For some reason, the thought jarred him. He looked around at Weedly. I have to kill it?
“Yeah. Nothing fancy, just a poke or twist or something. Shouldn’t be difficult.” Weedly nodded toward the Updater. “Chop chop, now. We’ve got a busy schedule.”
Demo took a slow step toward the Updater, and then its chin lifted and it looked at him.
Their gazes met. A strange tremor ran through Demo’s skin, like a nanobot swarm. This Updater, this meat-thing with shriveled skin and swollen stomach, it was a woman. Like Veronica. Not her, just the same kind of person.
He didn’t know how he knew that, if it was the smell, or something in its eyes, he just could tell.

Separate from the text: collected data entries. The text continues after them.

PR #1848, opened 2023-09-18
Support GRANT .. ON SCHEMA .. in Babelfish

shalinilohia50:
### Description
Support GRANT/REVOKE .. ON SCHEMA .. in Babelfish

1. Supported syntax `GRANT <permission> ON SCHEMA::<schema_name> TO <user_name>`
2. Supported syntax `REVOKE <permission> ON SCHEMA::<schema_name> FROM <user_name>`
3. Added one SQL statement `PLTSQL_STMT_GRANTSCHEMA` to store relevant information to execute GRANT/REVOKE .. ON SCHEMA .. statements.
4. Created one catalog table `sys.babelfish_schema_permissions` to hold the details about schema name, database name, object name, permission name and user name for each GRANT/REVOKE statements.
5. GRANT on schema/objects adds a row in the catalog table if not exists already.
6. REVOKE on schema/objects removes the corresponding row in the catalog table if it exists already.
7. REVOKE on schema internally grants permission to all the objects if there are explicit permissions granted to the objects belonging to the same schema.
8. GRANT ALL on objects work as it is and add rows in the catalog for each relevant permission depending on the object type.
9. REVOKE ALL on object should do nothing, if the relevant schema permission exists in the catalog. But, it should remove the rows from the catalog if the object level permission is granted.
10. Drop statement for OBJECT/SCHEMA removes all the relevant object entries from the catalog. 

Design Doc: https://quip-amazon.com/cWZYAprElLog/GRANT-ON-SCHEMA-for-Babelfish 
Test plan: https://quip-amazon.com/pYXHA4sy2Og1/Test-Plan-for-GRANTREVOKE-on-SCHEMA

### Issues Resolved

Task: [BABEL-4344](https://jira.rds.a2z.com/browse/BABEL-4344)

* **Use case based -** Yes

* **Arbitrary inputs -** N/A

* **Performance tests -** N/A

* **Tooling impact -** N/A

* **Client tests -** N/A


contrib/babelfishpg_tsql/sql/ownership.sql
```diff
@@ -14,6 +14,18 @@ CREATE TABLE sys.babelfish_sysdatabases (
 
 GRANT SELECT on sys.babelfish_sysdatabases TO PUBLIC;
 
+-- BABELFISH_SCHEMA_PERMISSIONS
+CREATE TABLE sys.babelfish_schema_permissions (
+  db_name NAME NOT NULL,
```
HarshLunagariya: In other catalogs, dbname is stored using text datatype. Can we use dbid instead to avoid all this datatype complexity?

contrib/babelfishpg_tsql/src/catalog.c
```diff
@@ -83,6 +83,12 @@ Oid			bbf_servers_def_idx_oid;
 Oid			bbf_function_ext_oid;
 Oid			bbf_function_ext_idx_oid;
 
+/*****************************************
+ *			SCHEMA
+ *****************************************/
+Oid			bbf_schema_oid;
+Oid			bbf_schema_idx_oid;
```
HarshLunagariya: Please rename it to some meaningful name.

contrib/babelfishpg_tsql/sql/ownership.sql
```diff
@@ -14,6 +14,18 @@ CREATE TABLE sys.babelfish_sysdatabases (
...
+  schema_name NAME NOT NULL,
+  object_name NAME NOT NULL,
+  permission NAME NOT NULL,
+  grantee NAME NOT NULL,
+  object_type NAME,
+  PRIMARY KEY(db_name, schema_name, object_name, permission, grantee)
```
HarshLunagariya: We should include object_type in primary key as well.

contrib/babelfishpg_tsql/sql/ownership.sql
```diff
@@ -14,6 +14,18 @@ CREATE TABLE sys.babelfish_sysdatabases (
...
+);
+GRANT SELECT ON sys.babelfish_schema_permissions TO PUBLIC;
```
HarshLunagariya: Please avoid GRANTing SELECT on catalog tables to PUBLIC.

contrib/babelfishpg_tsql/src/pltsql_utils.c
```diff
@@ -1683,4 +1683,57 @@ Oid get_sys_varcharoid(void)
...
+			appendStringInfo(&query, "REVOKE \"%s\" ON ALL PROCEDURES IN SCHEMA \"%s\" FROM \"%s\"; ", privilege, schema, rolname);
+		}
+		else
+		{
+			appendStringInfo(&query, "REVOKE \"%s\" ON ALL TABLES IN SCHEMA \"%s\" FROM \"%s\"; ", privilege, schema, rolname);
+			appendStringInfo(&query, "ALTER DEFAULT PRIVILEGES IN SCHEMA \"%s\" REVOKE \"%s\" ON TABLES FROM \"%s\"; ", schema, privilege, rolname);
+		}
+	}
+	stmt_list = raw_parser(query.data, RAW_PARSE_DEFAULT);
+	if (list_length(stmt_list) != expected_stmts)
```
HarshLunagariya: There can be possibility of SQL injection. Ideal way is to replace these variable in parse tree.
Will the length check for expected_stmt be enough to make sure that there is no SQL injection possiblity?

contrib/babelfishpg_tsql/src/pltsql.h
```diff
@@ -185,8 +185,9 @@ typedef enum PLtsql_stmt_type
 	PLTSQL_STMT_RESTORE_CTX_FULL,
 	PLTSQL_STMT_RESTORE_CTX_PARTIAL,
 	PLTSQL_STMT_INSERT_BULK,
-	PLTSQL_STMT_GRANTDB
-} PLtsql_stmt_type;
+	PLTSQL_STMT_GRANTDB,
+	PLTSQL_STMT_GRANTSCHEMA
+	} PLtsql_stmt_type;
```
HarshLunagariya: Fix indent

contrib/babelfishpg_tsql/src/pl_exec-2.c
```diff
@@ -3287,3 +3288,92 @@ get_insert_bulk_kilobytes_per_batch()
...
+	 * sysadmin or login is not the schema owner, then it doesn't have the permission to GRANT/REVOKE.
+	 */
+	login_is_db_owner = 0 == strncmp(login, get_owner_of_db(dbname), NAMEDATALEN);
+	datdba = get_role_oid("sysadmin", false);
+	schema_name = get_physical_schema_name(dbname, stmt->schema_name);
+	schemaOid = LookupExplicitNamespace(schema_name, true);
+	
+	if (!is_member_of_role(GetSessionUserId(), datdba) && !login_is_db_owner && !pg_namespace_ownercheck(schemaOid, GetUserId()))
+		ereport(ERROR,
+				(errcode(ERRCODE_INTERNAL_ERROR),
```
HarshLunagariya: Use correct errorcode.

contrib/babelfishpg_tsql/src/pl_exec-2.c
```diff
@@ -3287,3 +3288,92 @@ get_insert_bulk_kilobytes_per_batch()
...
+	ListCell	*lc1;
+	Oid 		schemaOid;
+
+	/*
+	 * If the login is not the db owner or the login is not the member of
+	 * sysadmin or login is not the schema owner, then it doesn't have the permission to GRANT/REVOKE.
+	 */
+	login_is_db_owner = 0 == strncmp(login, get_owner_of_db(dbname), NAMEDATALEN);
+	datdba = get_role_oid("sysadmin", false);
+	schema_name = get_physical_schema_name(dbname, stmt->schema_name);
```
HarshLunagariya, line 3313: Will it have Cross-db scenarios?

contrib/babelfishpg_tsql/src/pl_exec-2.c
```diff
@@ -3287,3 +3288,92 @@ get_insert_bulk_kilobytes_per_batch()
...
+	schemaOid = LookupExplicitNamespace(schema_name, true);
```
HarshLunagariya, line 3314: What if Oid is not valid?

contrib/babelfishpg_tsql/src/pl_handler.c
```diff
@@ -3432,6 +3473,241 @@ bbf_ProcessUtility(PlannedStmt *pstmt,
 				}
 				break;
 			}
+		case T_GrantStmt:
+			{
+				GrantStmt *grant = (GrantStmt *) parsetree;
+				char	   *dbname = get_cur_db_name();
+				const char *current_user = GetUserNameFromId(GetUserId(), false);
+				/* If object is table. */
```
HarshLunagariya: ACL_TARGET_OBJECT is for named objects specified in GRANT statement. Please update the comment to reflect the same.

contrib/babelfishpg_tsql/src/pl_handler.c
```diff
@@ -3432,6 +3473,241 @@ bbf_ProcessUtility(PlannedStmt *pstmt,
...
+						if (prev_ProcessUtility)
+							prev_ProcessUtility(pstmt, queryString, readOnlyTree, context, params,
+								queryEnv, dest, qc);
+						else
+							standard_ProcessUtility(pstmt, queryString, readOnlyTree, context, params,
+								queryEnv, dest, qc);
+						return;
+					}
+					/* Ignore CREATE database subcommands */
+					if (!(pstmt->stmt_len == 18 || pstmt->stmt_len == 19))
```
HarshLunagariya: We should compare the querystring. It can be broken if some new subcommand is added with same length.

contrib/babelfishpg_tsql/src/pl_handler.c
```diff
@@ -3432,6 +3473,241 @@ bbf_ProcessUtility(PlannedStmt *pstmt,
...
+				/* If object is table. */
+				if (sql_dialect != SQL_DIALECT_TSQL || grant->targtype != ACL_TARGET_OBJECT)
+					break;
+				Assert(list_length(grant->objects) == 1);
+				if (grant->objtype == OBJECT_SCHEMA)
+						break;
+				else if (grant->objtype == OBJECT_TABLE)
+				{
+					/* Don't add any entry for the GRANT statements executed while REVOKE on Schema. */
+					if (pstmt->stmt_len == 1 && grant->is_grant)
```
HarshLunagariya: Didn't get the context. Can you please explain this scenarios?

HarshLunagariya (changes requested):

contrib/babelfishpg_tsql/src/pltsql_utils.c
shalinilohia50: IMO this would be enough. 
We have been updating the query string directly for GRANT/REVOKE without actually replacing the variables in parse tree.

contrib/babelfishpg_tsql/src/pl_exec-2.c
shalinilohia50: No, it's not allowed. We can only grant or revoke permissions on objects in the current database.

contrib/babelfishpg_tsql/sql/ownership.sql
shalinilohia50: We have only stored object_type in case of function since that in needed at the time of `REVOKE .. ON SCHEMA`. It will be NULL in other cases now.

contrib/babelfishpg_tsql/src/pl_exec-2.c
shalinilohia50: Addressed it.

contrib/babelfishpg_tsql/src/pl_handler.c
shalinilohia50: It was needed. Removed this part.

contrib/babelfishpg_tsql/src/catalog.c
```diff
@@ -2799,6 +2828,346 @@ rename_procfunc_update_bbf_catalog(RenameStmt *stmt)
...
+add_entry_to_bbf_schema(const char *schema_name,
+				const char *object_name,
+				const char *permission,
+				const char *grantee,
+				const char *object_type)
+{
+	Relation	bbf_schema_rel;
+	TupleDesc	bbf_schema_dsc;
+	HeapTuple	tuple_bbf_schema;
+	Datum		new_record_bbf_schema[6];
```
xhfanhe: Better to use a macro instead of "6", in case we want to extend this catalog in the future. Same applies for the attribute numbers.

contrib/babelfishpg_tsql/src/catalog.c
```diff
@@ -2799,6 +2828,346 @@ rename_procfunc_update_bbf_catalog(RenameStmt *stmt)
...
+{
+	Relation	bbf_schema_rel;
+	HeapTuple	tuple_bbf_schema;
+	ScanKeyData	key[5];
+	TableScanDesc	scan;
+	bool	catalog_entry_exists = false;
+	int16	dbid = get_cur_db_id();
+
+	bbf_schema_rel = table_open(get_bbf_schema_perms_oid(),
+									RowExclusiveLock);
```
xhfanhe: RowExclusiveLock is only needed in UPDATE, DELETE, INSERT and LOCK TABLE scenarios. Here we only need AccessShareLock.

contrib/babelfishpg_tsql/src/catalog.c
```diff
@@ -2799,6 +2828,346 @@ rename_procfunc_update_bbf_catalog(RenameStmt *stmt)
...
+{
+	Relation	bbf_schema_rel;
+	HeapTuple	tuple_bbf_schema;
+	ScanKeyData key[4];
+	TableScanDesc scan;
+	bool		catalog_entry_exists = false;
+	int16	dbid = get_cur_db_id();
+
+	bbf_schema_rel = table_open(get_bbf_schema_perms_oid(),
+									RowExclusiveLock);
```
xhfanhe: Same as above

contrib/babelfishpg_tsql/src/catalog.c
```diff
@@ -2799,6 +2828,346 @@ rename_procfunc_update_bbf_catalog(RenameStmt *stmt)
...
+	HeapTuple	tuple_bbf_schema;
+	const char	*object_name;
+	const char	*object_type;
+	ScanKeyData scanKey[4];
+	int16		dbid = get_cur_db_id();
+	const char *db_name = get_cur_db_name();
+
+	/* Fetch the relation */
+	bbf_schema_rel = table_open(get_bbf_schema_perms_oid(),
+									RowExclusiveLock);
```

“Demo. Hey, buddy. There’s no strategy to this,” Weedly said. “There’s a neck, and you just snap it.”
What’s your name? Demo asked the creature, and he didn’t know why, because she wouldn’t be able to hear him.
But the way she blinked, and straightened a little, he realized that she did.
Dio 45, a thin voice spoke into his mind. Are you Demo?
Yes, he said.
Then I’m so sorry, she said. For everything.
He didn’t know what to say, so he just nodded.
The Updater closed her eyes, and lowered her head. Are you going to kill me?
I think so, he said.
Her thin lips quivered up at the corners, just for a second. Thank you.
“See?” Weedly said. “It wants to die.” His voice took on a dark edge. “We’re through being ridiculous now. Kill that Updater, you’ll be doing it a favor.”
Demo slowly reached out and laid his hands on the Updater’s head. The skin was thinner than paper, stretched tight over her skull. He could feel her breathing, deep and calm.
A quick twist, and her neck snapped.
He let go and turned away. The ache in his chest dug deeper, and he shook his head, trying to shed it. She had wanted it. But for some reason that thought didn’t really help.
“Excellent. Godspeed, thou wrinkled thing.” Weedly’s voice was cheery again. “Onward, Demo. Four or five more of those left, and Firewall Zero and I will finally be saying hello.”
Somewhere outside, a loud siren began a shrill wail.
“Ah, they’re onto us now.” Weedly swiveled and walked out of the cell. Demo followed him into the hallway. “There’s going to be quite a few soldiers, probably, so you’ll have to do some more smashing.” He chuckled. “Hey, and I think my good friend Decker is around here somewhere. If we run into him, wave.”